### Supplied entries

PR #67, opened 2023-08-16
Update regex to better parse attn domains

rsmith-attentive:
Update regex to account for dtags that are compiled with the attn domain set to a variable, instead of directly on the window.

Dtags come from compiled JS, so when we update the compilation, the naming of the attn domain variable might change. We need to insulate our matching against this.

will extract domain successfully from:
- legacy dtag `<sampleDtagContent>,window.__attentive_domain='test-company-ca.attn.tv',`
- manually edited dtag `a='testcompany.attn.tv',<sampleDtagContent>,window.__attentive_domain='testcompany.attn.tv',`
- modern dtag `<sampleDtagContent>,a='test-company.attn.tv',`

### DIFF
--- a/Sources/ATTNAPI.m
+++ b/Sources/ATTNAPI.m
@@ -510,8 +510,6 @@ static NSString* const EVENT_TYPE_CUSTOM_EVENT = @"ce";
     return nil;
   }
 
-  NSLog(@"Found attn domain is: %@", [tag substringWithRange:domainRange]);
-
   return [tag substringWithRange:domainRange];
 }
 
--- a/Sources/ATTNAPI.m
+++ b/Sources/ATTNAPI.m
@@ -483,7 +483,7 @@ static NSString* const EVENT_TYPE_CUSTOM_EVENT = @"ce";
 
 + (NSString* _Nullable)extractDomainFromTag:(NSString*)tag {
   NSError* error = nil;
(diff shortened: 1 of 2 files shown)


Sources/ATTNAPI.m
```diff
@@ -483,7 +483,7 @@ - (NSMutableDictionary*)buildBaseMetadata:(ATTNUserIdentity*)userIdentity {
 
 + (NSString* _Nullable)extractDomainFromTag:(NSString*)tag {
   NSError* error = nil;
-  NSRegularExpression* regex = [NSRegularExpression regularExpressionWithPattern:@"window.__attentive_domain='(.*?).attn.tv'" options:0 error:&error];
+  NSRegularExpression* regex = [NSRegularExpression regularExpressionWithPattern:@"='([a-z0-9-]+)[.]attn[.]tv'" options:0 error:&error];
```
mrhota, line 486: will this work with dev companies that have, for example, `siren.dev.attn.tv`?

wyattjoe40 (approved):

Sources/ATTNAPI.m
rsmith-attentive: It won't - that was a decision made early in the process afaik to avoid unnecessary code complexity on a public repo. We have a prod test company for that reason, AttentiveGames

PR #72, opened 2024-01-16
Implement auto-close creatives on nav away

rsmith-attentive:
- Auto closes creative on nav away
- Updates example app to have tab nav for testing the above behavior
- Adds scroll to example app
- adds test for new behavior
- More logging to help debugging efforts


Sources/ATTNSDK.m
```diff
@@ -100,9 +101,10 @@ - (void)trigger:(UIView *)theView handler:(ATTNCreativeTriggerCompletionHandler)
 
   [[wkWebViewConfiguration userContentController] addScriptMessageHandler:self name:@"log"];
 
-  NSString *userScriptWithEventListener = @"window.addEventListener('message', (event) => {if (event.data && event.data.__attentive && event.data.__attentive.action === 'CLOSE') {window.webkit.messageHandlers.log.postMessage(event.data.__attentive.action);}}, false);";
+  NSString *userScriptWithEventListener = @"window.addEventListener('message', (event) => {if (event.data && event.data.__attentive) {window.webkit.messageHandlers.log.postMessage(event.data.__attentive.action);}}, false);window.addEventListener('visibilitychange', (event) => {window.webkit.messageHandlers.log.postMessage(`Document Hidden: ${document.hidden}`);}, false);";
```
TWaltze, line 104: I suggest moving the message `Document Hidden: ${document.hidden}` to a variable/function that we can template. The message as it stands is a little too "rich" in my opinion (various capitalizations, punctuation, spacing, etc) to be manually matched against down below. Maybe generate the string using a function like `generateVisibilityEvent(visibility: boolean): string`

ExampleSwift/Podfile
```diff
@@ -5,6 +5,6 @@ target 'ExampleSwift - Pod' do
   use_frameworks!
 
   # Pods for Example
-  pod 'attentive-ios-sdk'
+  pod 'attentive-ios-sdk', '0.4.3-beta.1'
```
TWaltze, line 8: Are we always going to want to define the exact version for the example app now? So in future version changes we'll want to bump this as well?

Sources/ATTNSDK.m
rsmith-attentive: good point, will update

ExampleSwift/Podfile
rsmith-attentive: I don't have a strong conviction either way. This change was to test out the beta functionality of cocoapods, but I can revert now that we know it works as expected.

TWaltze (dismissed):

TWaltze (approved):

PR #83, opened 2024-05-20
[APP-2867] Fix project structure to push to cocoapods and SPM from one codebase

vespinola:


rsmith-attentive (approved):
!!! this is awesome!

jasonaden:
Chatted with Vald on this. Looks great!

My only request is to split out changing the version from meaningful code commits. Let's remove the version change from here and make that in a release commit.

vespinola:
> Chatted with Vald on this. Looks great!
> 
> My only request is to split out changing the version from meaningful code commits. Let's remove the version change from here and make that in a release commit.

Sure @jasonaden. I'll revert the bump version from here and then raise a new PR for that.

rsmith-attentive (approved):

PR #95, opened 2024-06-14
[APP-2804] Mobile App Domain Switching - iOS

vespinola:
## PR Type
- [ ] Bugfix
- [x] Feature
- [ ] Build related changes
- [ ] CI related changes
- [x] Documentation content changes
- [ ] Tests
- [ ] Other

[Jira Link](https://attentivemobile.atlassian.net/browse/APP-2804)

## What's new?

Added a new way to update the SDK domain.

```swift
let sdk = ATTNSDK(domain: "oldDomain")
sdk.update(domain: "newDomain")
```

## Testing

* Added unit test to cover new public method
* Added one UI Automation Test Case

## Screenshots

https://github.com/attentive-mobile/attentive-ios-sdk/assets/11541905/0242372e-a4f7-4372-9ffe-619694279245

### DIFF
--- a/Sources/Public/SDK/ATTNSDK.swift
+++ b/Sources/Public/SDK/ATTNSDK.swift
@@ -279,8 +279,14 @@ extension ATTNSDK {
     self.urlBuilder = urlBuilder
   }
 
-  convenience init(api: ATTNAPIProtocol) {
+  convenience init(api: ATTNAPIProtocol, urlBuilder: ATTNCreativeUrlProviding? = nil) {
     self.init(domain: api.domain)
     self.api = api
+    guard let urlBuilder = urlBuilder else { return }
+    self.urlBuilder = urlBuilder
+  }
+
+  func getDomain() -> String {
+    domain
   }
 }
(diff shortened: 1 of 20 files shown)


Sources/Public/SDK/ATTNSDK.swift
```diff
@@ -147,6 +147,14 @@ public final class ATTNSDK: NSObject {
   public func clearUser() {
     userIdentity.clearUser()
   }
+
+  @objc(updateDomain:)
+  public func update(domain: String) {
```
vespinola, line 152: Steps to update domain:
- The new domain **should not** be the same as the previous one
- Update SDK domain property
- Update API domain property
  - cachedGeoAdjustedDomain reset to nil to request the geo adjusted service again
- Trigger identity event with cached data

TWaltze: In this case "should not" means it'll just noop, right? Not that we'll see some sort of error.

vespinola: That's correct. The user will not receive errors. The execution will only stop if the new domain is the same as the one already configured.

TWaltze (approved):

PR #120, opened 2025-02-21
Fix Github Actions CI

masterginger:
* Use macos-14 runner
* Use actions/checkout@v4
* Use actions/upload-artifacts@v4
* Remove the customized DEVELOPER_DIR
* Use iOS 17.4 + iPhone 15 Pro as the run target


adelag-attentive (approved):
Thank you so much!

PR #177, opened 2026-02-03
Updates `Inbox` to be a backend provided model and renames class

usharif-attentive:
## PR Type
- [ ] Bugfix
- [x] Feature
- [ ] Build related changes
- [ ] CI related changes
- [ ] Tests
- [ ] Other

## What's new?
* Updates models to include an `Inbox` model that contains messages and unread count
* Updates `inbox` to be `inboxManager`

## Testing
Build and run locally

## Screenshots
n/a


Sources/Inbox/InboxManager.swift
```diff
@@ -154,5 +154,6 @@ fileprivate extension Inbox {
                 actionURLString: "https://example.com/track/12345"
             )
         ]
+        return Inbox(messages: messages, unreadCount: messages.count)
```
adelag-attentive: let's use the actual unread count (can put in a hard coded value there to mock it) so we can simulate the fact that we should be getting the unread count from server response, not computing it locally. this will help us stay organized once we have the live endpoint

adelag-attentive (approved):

---

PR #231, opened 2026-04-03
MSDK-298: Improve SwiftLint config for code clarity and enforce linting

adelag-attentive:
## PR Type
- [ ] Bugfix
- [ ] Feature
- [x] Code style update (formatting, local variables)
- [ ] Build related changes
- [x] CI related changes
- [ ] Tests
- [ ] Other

--

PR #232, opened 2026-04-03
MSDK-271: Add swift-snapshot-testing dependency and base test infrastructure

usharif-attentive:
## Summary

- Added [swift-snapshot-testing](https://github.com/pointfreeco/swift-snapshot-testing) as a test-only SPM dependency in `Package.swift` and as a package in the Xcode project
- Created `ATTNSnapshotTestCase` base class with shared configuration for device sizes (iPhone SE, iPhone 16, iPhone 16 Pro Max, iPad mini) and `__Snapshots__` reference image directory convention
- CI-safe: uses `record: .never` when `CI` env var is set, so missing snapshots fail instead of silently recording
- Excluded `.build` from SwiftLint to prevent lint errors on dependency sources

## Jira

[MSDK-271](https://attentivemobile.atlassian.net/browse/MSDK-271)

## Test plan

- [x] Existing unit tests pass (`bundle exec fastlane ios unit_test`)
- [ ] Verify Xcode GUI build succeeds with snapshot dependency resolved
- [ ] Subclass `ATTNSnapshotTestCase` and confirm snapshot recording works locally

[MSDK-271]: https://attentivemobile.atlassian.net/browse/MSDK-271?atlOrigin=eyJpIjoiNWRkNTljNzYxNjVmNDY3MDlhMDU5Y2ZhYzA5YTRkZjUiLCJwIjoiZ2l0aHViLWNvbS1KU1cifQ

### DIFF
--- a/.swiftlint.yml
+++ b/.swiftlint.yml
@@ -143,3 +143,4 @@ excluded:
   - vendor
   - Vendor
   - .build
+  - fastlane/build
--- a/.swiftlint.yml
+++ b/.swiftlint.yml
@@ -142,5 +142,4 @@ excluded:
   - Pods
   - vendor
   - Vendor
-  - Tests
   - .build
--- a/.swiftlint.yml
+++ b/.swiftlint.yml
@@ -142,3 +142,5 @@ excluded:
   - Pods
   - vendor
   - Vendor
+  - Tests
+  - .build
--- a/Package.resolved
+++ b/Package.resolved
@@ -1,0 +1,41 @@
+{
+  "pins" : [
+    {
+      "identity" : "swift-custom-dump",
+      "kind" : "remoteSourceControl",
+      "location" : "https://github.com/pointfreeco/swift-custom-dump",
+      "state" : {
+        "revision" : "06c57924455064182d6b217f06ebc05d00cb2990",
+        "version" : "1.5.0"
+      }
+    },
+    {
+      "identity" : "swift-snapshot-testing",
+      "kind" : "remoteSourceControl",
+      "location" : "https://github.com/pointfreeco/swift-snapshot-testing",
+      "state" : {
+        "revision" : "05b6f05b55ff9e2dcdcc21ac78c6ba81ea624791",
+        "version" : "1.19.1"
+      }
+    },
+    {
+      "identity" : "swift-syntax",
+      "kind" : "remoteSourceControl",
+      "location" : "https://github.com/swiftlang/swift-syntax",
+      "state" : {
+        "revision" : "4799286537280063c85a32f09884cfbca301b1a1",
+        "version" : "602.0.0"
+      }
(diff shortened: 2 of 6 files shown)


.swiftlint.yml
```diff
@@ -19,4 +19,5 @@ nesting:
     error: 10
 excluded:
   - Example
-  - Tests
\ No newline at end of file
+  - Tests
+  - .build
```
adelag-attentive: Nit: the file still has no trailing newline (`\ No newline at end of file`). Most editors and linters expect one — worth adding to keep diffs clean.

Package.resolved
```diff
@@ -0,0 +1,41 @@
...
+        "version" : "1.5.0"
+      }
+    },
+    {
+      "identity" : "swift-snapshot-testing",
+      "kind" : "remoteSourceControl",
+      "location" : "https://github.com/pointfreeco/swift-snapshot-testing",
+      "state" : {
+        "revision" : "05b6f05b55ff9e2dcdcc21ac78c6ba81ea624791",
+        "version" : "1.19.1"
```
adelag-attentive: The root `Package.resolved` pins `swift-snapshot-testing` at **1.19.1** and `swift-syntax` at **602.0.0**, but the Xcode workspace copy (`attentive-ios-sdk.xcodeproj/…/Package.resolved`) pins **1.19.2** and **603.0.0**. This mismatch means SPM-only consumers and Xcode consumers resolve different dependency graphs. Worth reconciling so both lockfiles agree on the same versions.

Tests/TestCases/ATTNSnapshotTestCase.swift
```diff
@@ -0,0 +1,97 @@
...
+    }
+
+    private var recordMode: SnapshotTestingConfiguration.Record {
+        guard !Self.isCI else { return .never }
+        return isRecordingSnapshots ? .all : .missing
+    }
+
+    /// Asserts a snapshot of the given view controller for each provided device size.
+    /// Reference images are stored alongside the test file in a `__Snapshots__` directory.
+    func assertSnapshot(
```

### Instructions for the task
Only the lines above starting at the one containing "PR #67, opened 2023-08-16" and ending at the one containing "- manually edited", both included, are to be returned, exactly as they read.

### Result for this task
PR #67, opened 2023-08-16
Update regex to better parse attn domains

rsmith-attentive:
Update regex to account for dtags that are compiled with the attn domain set to a variable, instead of directly on the window.

Dtags come from compiled JS, so when we update the compilation, the naming of the attn domain variable might change. We need to insulate our matching against this.

will extract domain successfully from:
- legacy dtag `<sampleDtagContent>,window.__attentive_domain='test-company-ca.attn.tv',`
- manually edited dtag `a='testcompany.attn.tv',<sampleDtagContent>,window.__attentive_domain='testcompany.attn.tv',`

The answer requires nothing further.